**What you will do**
Every line below that contains "equal" is to be copied.
━━━ Dataset records
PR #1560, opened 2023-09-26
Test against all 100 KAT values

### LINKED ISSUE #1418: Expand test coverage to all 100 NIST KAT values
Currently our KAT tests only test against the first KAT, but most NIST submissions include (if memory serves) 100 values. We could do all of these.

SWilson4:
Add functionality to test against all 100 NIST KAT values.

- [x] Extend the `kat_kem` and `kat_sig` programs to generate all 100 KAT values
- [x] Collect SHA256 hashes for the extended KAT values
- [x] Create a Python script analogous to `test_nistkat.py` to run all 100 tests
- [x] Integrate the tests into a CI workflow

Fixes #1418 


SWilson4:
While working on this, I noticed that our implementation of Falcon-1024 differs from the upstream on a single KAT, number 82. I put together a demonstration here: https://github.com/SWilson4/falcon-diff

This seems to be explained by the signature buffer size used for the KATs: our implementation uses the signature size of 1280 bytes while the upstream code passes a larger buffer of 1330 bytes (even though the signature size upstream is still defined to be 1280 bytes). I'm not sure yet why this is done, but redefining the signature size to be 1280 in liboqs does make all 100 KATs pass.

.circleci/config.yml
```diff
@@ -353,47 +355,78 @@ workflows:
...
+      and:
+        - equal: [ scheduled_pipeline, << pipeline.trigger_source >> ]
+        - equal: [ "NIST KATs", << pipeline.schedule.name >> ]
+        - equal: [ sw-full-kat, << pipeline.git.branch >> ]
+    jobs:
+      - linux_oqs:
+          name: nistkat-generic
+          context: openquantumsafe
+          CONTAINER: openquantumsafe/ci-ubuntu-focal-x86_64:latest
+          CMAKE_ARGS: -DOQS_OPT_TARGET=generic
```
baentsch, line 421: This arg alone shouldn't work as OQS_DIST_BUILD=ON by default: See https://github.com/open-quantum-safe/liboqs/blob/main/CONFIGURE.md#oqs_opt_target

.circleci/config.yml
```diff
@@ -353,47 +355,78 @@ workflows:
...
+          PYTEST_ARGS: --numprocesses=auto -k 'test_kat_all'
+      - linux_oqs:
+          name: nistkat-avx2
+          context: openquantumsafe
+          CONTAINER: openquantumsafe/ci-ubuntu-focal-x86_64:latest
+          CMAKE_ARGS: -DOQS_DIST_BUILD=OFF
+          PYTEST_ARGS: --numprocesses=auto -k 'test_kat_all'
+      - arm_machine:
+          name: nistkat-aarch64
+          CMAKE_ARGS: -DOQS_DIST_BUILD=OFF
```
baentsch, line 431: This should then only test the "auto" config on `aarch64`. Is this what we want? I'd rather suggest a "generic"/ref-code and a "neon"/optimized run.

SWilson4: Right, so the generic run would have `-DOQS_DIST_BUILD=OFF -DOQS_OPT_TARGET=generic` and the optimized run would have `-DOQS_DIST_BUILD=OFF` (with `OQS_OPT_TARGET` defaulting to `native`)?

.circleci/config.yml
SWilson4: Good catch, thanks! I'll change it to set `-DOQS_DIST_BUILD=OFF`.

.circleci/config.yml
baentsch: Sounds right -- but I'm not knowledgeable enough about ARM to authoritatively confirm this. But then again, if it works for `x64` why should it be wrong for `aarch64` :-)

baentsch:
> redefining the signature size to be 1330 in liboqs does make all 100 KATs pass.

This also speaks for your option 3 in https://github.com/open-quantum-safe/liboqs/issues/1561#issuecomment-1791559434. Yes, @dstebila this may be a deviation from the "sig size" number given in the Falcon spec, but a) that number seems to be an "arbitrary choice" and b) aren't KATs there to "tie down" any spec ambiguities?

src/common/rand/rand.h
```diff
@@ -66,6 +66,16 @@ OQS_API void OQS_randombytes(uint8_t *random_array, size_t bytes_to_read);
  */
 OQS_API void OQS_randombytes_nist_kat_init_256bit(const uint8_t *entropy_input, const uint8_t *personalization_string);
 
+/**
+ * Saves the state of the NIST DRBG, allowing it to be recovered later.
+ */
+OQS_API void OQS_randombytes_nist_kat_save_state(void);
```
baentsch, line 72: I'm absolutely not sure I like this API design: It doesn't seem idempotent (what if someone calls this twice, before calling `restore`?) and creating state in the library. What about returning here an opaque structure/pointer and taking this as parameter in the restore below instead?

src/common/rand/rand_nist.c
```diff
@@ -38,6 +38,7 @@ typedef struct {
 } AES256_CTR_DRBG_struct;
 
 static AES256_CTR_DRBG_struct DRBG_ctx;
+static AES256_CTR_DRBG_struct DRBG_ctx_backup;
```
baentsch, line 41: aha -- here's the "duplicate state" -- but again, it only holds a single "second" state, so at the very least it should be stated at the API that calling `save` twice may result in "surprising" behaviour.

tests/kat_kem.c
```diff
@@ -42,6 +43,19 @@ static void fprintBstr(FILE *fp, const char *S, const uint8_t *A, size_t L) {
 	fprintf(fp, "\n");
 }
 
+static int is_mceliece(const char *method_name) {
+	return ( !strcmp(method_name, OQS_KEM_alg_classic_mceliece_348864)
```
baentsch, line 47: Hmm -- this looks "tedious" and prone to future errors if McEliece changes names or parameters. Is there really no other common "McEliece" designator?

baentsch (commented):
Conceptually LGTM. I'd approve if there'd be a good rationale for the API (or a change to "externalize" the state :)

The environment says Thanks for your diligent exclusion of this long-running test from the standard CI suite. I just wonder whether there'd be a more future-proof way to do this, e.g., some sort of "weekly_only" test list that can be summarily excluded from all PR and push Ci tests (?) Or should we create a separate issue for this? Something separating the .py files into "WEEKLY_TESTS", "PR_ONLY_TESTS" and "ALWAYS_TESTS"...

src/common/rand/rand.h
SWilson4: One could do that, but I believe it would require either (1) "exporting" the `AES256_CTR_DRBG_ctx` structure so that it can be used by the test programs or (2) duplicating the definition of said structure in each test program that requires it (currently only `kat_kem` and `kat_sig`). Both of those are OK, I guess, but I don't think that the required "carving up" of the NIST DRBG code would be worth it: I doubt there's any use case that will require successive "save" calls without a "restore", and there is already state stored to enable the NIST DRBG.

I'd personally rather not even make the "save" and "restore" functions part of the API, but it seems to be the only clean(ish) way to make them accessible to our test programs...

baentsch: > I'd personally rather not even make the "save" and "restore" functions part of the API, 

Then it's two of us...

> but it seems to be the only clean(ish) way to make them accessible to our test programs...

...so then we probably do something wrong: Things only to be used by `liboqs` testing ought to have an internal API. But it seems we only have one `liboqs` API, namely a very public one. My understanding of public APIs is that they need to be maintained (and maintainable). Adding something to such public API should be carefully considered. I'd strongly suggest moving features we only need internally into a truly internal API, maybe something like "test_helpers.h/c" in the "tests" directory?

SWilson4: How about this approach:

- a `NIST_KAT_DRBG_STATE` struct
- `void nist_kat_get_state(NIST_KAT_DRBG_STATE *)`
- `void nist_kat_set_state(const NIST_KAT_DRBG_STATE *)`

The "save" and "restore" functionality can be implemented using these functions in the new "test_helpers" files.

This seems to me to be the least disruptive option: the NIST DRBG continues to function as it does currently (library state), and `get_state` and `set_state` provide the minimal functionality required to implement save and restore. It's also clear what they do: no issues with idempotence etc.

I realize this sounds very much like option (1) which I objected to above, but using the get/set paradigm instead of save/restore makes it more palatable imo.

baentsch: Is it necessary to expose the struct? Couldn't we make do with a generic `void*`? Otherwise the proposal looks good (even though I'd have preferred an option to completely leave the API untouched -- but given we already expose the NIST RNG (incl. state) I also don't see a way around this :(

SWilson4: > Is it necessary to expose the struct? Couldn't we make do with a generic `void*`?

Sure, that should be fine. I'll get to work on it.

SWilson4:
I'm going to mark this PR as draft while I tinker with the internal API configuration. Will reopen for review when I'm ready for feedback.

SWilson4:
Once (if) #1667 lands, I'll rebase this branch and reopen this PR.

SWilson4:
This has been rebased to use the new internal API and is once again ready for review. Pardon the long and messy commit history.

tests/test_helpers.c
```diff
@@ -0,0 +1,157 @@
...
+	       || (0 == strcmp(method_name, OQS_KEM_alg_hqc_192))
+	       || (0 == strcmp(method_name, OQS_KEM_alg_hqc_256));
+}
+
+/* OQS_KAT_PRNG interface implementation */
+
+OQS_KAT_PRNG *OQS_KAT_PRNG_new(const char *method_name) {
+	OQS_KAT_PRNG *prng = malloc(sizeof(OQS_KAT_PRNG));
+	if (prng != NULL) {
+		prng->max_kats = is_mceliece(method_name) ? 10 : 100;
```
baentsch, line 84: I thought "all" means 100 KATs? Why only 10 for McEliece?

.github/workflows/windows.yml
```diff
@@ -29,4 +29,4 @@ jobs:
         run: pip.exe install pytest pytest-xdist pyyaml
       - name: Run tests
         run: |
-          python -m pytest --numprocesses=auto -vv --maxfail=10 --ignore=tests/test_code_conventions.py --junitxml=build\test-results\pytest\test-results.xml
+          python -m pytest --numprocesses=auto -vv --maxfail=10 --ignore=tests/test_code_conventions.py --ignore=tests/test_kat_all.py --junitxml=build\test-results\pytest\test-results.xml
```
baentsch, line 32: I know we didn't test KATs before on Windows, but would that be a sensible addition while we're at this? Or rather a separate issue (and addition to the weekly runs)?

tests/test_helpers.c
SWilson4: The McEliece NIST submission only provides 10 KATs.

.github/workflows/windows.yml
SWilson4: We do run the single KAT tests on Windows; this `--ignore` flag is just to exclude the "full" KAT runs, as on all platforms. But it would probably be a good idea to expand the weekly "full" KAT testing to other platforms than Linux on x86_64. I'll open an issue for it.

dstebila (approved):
━━━━━━
**Exercise solution**
+        - equal: [ scheduled_pipeline, << pipeline.trigger_source >> ]
+        - equal: [ "NIST KATs", << pipeline.schedule.name >> ]
+        - equal: [ sw-full-kat, << pipeline.git.branch >> ]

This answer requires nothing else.